ARM NEON: Regular C code is faster than ARM Neon code in simple multiplication?

I am implementing a simple multiplication for an array using ARM NEON intrinsics. The input is an uint8 array and the output is an uint16 array. However, the regular native code is faster than the NEON optimzied one. Can anyone help figure out how I can improve the NEON code?

My regular code is

    uint16_t scale_factor = 300;
    for(int i = 0; i < output_size; i++)
    {        
        out_16bit[i] = (uint16_t)(in_ptr[i] * scale_factor) ;
    }

My NEON code is

    uint16_t* out_ptr = out_16bit;
    uint8_t* in_ptr = in_8bit;
    uint16_t scale_factor = 300;

    for(int i = 0; i < out_size/16; i++)
    {
        uint8x16_t in_v0 = vld1q_u8(in_ptr);
        in_ptr += 16;

        uint16x8_t in_16_v0 = vmovl_u8(vget_low_u8(in_v0));
        uint16x8_t in_16_v1 = vmovl_u8(vget_high_u8(in_v0));

        uint16x8_t res_0 = vmulq_n_u16(in_16_v0, scale_factor);
        uint16x8_t res_1 = vmulq_n_u16(in_16_v1, scale_factor);

        // code below takes long time
        vst1q_u16(out_ptr,res_0);  
        vst1q_u16(out_ptr+8,res_1);  
        out_ptr += 16;

    }

I also did some profiling and found out that if I comment out either vst1q_u16s or out_ptr += 16, the speed is fast. But if I keep both as above, it's very slow.
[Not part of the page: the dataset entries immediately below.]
PR #1582, opened 2025-04-22
feat: Add `authSchemePreference` configuration

lauzadis:
## Description of changes


aws-runtime/aws-config/common/src/aws/sdk/kotlin/runtime/config/auth/ResolveAuthSchemePreference.kt
```diff
@@ -0,0 +1,36 @@
...
+        ?.mapNotNull { AUTH_SCHEME_NAME_MAP[it.lowercase()] }
+        ?.toList()
+        ?: emptyList()
+}
+
+/**
+ * Map of lowercase auth scheme _name_ (not namespace) to auth scheme ID
+ */
+private val AUTH_SCHEME_NAME_MAP = mapOf<String, AuthSchemeId>(
+    "sigv4" to AuthSchemeId.AwsSigV4,
```
0marperez, line 29: Suggestion: I like the approach to see if an item is an auth scheme or not. Do you think we could populate the map automatically somehow? If a new auth scheme is added we might forget to include it in this map.

0marperez (approved):

aws-runtime/aws-config/common/src/aws/sdk/kotlin/runtime/config/auth/ResolveAuthSchemePreference.kt
lauzadis: Do you have any suggestions? I agree with updating it automatically and tried a few things but wasn't happy with any solution. 
(1) Use reflection to generate the map at runtime 
(2) Add `AuthSchemeId.fromName` extension function, move this map to smithy-kotlin / `AuthSchemeId`. We'll still need to manually update the map but it'll be in the same file as the auth schemes. This doesn't work for AWS-specific auth schemes like SigV4S3Express

aws-runtime/aws-config/common/src/aws/sdk/kotlin/runtime/config/auth/ResolveAuthSchemePreference.kt
```diff
@@ -0,0 +1,36 @@
...
+    val content = AwsSdkSetting.AwsAuthSchemePreference.resolve(platform) ?: profile.get().authSchemePreference
+
+    return content
+        ?.split(",")
+        ?.map { it.trim() }
+        ?.filter { it.isNotEmpty() }
+        ?.mapNotNull { AUTH_SCHEME_NAME_MAP[it.lowercase()] }
+        ?.toList()
+        ?: emptyList()
+}
```
ianbotsf, line 23: **Correctness**: This cannot resolve any auth scheme IDs which come from plugins, integrations, or other sources, which seems incorrect. Moreover I'm not sure it's _necessary_ to reuse references to the existing instances of `AuthSchemeId` since it's a value class wrapper around the string ID.

I think this can be simplified to:

```kotlin
return content
    ?.split(",")
    ?.map { it.trim() }
    ?.filter { it.isNotEmpty() }
    ?.map(::AuthSchemeId)
    ?: emptyList()
```

ianbotsf (changes requested):

aws-runtime/aws-config/common/src/aws/sdk/kotlin/runtime/config/auth/ResolveAuthSchemePreference.kt
lauzadis: `.map(::AuthSchemeId)` works but it's a lie, since we aren't providing the full ID (with namespace), just the name. It should be fine for this `authSchemePreference` usecase

ianbotsf (approved):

So I guess it might be because the increment of pointer is waiting the finishing of vst1q_u16? Then I updated the NEON code to add some code between vst1q_u16 and out_ptr+=16 as below,

    uint8x16_t in_v0 = vld1q_u8(in_ptr);
    uint16x8_t in_16_v0 = vmovl_u8(vget_low_u8(in_v0));
    uint16x8_t in_16_v1 = vmovl_u8(vget_high_u8(in_v0));

    uint16x8_t res_0 = vmulq_n_u16(in_16_v0, scale_factor);
    uint16x8_t res_1 = vmulq_n_u16(in_16_v1, scale_factor);
    vst1q_u16(out_ptr,res_0);  
    vst1q_u16(out_ptr+8,res_1);  
    for(int i = 1; i < out_size/16; i++)
    {

        in_v0 = vld1q_u8(in_ptr);
        in_16_v0 = vmovl_u8(vget_low_u8(in_v0));
        in_16_v1 = vmovl_u8(vget_high_u8(in_v0));
    
        out_ptr += 16;

        res_0 = vmulq_n_u16(in_16_v0, scale_factor);
        res_1 = vmulq_n_u16(in_16_v1, scale_factor);

        vst1q_u16(out_ptr,res_0);  
        vst1q_u16(out_ptr+8,res_1);  

    
    }

But this change didn't work...Please help advise what I should do...Thank you.

Solution

The simple answer, as in the comments, is auto-vectorization. I'm unsure for clang 6, but certainly more recent clang will by default auto-vectorize to Neon when targeting Neon platforms, and it will be very hard to beat that auto-vectorization on something as simple as this multiplication. Maybe with the best loop unrolling for your particular processor. But it is very easy to be worse than auto-vectorization. Godbolt is a very good way to go to compare, along with profiling all your changes.

All the comments make good points too.

For more documentation on best practice for Neon intrinsics, Arm's Neon microsite has very useful information, especially the doc on Optimizing C with Neon intrinsics.